- Input records:
[Start of section]
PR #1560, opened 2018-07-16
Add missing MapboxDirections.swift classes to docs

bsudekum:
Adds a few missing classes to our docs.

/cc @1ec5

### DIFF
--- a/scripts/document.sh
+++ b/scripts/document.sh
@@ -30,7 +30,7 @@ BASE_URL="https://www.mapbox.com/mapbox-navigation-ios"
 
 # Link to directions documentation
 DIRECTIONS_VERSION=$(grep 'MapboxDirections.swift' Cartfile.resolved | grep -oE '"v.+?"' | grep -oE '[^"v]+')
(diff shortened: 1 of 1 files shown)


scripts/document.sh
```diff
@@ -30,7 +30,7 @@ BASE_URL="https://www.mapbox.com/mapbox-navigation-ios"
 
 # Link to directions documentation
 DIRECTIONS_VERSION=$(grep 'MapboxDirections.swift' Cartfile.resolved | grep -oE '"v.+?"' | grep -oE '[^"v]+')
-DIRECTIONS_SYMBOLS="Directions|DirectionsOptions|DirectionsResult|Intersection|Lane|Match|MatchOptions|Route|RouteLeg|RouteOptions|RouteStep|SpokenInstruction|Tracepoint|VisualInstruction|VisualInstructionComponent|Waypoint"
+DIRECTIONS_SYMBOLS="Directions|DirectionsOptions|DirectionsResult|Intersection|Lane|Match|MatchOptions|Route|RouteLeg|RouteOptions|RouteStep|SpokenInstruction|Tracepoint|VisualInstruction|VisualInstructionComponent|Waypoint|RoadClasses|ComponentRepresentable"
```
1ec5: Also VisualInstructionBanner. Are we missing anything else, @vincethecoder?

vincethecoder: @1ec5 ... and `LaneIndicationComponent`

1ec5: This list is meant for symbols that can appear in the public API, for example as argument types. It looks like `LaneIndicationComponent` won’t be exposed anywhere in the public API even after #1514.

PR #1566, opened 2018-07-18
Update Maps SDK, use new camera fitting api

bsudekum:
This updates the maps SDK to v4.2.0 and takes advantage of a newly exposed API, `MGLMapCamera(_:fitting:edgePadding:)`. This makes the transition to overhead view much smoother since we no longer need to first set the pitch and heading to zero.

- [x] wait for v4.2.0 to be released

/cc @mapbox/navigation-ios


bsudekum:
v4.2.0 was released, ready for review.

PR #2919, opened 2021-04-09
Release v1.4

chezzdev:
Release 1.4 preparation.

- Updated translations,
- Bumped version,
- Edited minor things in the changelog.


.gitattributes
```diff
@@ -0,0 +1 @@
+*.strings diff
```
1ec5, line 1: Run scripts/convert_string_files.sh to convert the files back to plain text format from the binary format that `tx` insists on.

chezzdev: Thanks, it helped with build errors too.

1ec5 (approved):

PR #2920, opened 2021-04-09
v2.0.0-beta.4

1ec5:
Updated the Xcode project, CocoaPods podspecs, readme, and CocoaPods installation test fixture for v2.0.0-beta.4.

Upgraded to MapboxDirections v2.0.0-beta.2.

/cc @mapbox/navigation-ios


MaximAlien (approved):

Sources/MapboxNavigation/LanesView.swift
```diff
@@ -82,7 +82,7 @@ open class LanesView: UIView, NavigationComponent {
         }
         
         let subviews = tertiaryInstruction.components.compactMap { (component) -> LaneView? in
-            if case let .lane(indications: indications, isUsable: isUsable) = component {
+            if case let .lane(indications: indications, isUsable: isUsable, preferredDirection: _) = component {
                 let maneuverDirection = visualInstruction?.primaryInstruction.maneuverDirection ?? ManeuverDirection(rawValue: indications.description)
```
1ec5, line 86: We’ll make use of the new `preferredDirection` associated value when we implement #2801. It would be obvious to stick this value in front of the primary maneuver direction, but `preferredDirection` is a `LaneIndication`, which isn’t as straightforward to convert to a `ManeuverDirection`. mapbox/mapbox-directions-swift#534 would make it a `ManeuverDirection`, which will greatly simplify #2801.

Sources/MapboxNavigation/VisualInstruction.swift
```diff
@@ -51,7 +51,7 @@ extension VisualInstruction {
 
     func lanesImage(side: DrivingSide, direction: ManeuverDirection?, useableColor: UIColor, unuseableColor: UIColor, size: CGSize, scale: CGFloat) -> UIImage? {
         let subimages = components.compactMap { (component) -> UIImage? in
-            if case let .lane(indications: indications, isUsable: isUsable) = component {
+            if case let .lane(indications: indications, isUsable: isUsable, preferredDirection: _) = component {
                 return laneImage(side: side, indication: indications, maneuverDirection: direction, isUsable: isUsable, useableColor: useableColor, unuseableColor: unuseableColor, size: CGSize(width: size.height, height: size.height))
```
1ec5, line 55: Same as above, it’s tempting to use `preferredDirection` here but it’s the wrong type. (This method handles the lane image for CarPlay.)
[End of section]
- Task brief: Work out how many lines contain the word "preferredDirection" in the records, and answer with the number only.

- Task output: 4